# [Your assignment]
Every entry is to be set down a second time, precisely as written.

# [Information provided]
PR #2762, opened 2022-10-20
Pin porter components versions

### LINKED ISSUE #2761: New Porter Plugin/Mixin versions break the system
**Describe the bug**

The Porter Azure plugin has recently been updated with a breaking change - they removed support in Azure Tables for state storage.
This breaks the Resource Processor if its image is being rebuilt from scratch.

tamirkamara:
Resolves #2761 

## What is being addressed

We use "latest" for various mixins/plugins we install in porter. A recent version of azure plugin removed the ability to store state in Azure Tables which we're using.

## How is this addressed

- Pin version of mixins and plugins to specific ones
- [small] remove devcontainer extensions we don't need anymore


marrobi (approved):
LGTM. If needs further testing, let me know, otherwise when merged will deploy as soon as I can.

# [Solution to this problem]
PR #2762, opened 2022-10-20
Pin porter components versions

### LINKED ISSUE #2761: New Porter Plugin/Mixin versions break the system
**Describe the bug**

The Porter Azure plugin has recently been updated with a breaking change - they removed support in Azure Tables for state storage.
This breaks the Resource Processor if its image is being rebuilt from scratch.

tamirkamara:
Resolves #2761 

## What is being addressed

We use "latest" for various mixins/plugins we install in porter. A recent version of azure plugin removed the ability to store state in Azure Tables which we're using.

## How is this addressed

- Pin version of mixins and plugins to specific ones
- [small] remove devcontainer extensions we don't need anymore


marrobi (approved):
LGTM. If needs further testing, let me know, otherwise when merged will deploy as soon as I can.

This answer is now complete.